BEGIN Records
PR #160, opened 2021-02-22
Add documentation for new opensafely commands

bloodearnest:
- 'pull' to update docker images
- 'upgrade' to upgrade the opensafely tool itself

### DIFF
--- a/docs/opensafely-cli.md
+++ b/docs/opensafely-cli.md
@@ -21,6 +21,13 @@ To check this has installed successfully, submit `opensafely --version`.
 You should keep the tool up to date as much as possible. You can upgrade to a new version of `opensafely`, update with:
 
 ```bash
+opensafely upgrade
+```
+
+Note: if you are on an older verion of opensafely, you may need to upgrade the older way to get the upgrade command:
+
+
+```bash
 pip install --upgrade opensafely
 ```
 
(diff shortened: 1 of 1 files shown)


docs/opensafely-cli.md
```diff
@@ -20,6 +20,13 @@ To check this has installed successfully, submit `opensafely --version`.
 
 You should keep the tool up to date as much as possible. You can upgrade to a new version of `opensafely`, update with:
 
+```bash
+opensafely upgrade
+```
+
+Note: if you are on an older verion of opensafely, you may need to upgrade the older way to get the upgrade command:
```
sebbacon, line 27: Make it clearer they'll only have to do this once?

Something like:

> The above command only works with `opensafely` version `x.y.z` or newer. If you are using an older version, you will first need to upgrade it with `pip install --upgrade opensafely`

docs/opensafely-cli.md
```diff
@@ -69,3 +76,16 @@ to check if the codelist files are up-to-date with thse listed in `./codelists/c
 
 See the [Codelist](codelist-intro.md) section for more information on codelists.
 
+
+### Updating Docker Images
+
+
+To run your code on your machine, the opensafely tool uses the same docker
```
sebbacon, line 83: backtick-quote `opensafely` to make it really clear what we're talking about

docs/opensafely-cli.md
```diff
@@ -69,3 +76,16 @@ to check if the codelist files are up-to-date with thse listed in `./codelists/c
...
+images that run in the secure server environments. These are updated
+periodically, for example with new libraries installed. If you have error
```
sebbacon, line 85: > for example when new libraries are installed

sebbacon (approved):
END Records
BEGIN Records
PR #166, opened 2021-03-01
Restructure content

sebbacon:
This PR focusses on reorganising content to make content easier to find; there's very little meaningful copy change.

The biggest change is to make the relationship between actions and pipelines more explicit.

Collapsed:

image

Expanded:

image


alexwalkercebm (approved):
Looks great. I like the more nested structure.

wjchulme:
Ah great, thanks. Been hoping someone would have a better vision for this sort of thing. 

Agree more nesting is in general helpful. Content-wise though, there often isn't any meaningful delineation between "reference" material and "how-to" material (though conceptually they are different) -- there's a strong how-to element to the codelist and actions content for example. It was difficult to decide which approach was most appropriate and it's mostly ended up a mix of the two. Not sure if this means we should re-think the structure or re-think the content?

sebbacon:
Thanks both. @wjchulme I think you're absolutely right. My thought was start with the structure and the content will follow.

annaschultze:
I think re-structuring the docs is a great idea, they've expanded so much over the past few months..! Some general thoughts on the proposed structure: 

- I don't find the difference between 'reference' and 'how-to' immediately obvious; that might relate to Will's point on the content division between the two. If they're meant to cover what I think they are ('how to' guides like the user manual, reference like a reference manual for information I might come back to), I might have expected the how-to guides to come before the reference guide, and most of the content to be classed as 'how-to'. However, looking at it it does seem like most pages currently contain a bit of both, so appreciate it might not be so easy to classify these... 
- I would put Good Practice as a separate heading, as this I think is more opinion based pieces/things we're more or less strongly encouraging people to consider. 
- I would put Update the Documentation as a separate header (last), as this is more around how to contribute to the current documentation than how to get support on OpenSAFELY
END Records
• Prompt
Wherever the word "approved" appears in the records above, copy that line.

• Exercise answer
sebbacon (approved):
alexwalkercebm (approved):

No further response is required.